There's a marble cross, and it says: SACRED TO THE MEMORY OF
SARAH ELLEN, BELOVED CHILD OF SARAH AND JEREMIAH COBB, AGED 17
MONTHS. Why, that's another reason; Mrs. Dennett says this one is
seventeen months. There's five of us left at the farm without me,
but if we were only nearer to Riverboro, how quick mother would
let in one more!"

"We might see what father thinks, and that would settle it," said
Emma Jane. "Father doesn't think very sudden, but he thinks awful
strong. If we don't bother him, and find a place ourselves for
the baby, perhaps he'll be willing. He's coming now; I hear the
wheels."

Lizy Ann Dennett volunteered to stay and perform the last rites
with the undertaker, and Jack-o'-lantern, with his slender
wardrobe tied in a bandanna handkerchief, was lifted into the
wagon by the reluctant Mr. Perkins, and jubilantly held by
Rebecca in her lap. Mr.

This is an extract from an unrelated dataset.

PR #24598, opened 2020-07-16
chore: cherry-pick fix from chromium issue 1052492

zcbenz:
[[1052492](https://crbug.com/1052492)] [**Medium**]: Use-of-uninitialized-value in blink::ImageDataBuffer::ImageDataBuffer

Perkins drove off as speedily as
possible, being heartily sick of the whole affair, and thinking
wisely that the little girls had already seen and heard more than
enough of the seamy side of life that morning.

Discussion concerning Jack-o'-lantern's future was prudently
deferred for a quarter of an hour, and then Mr. Perkins was
mercilessly pelted with arguments against the choice of the poor
farm as a place of residence for a baby.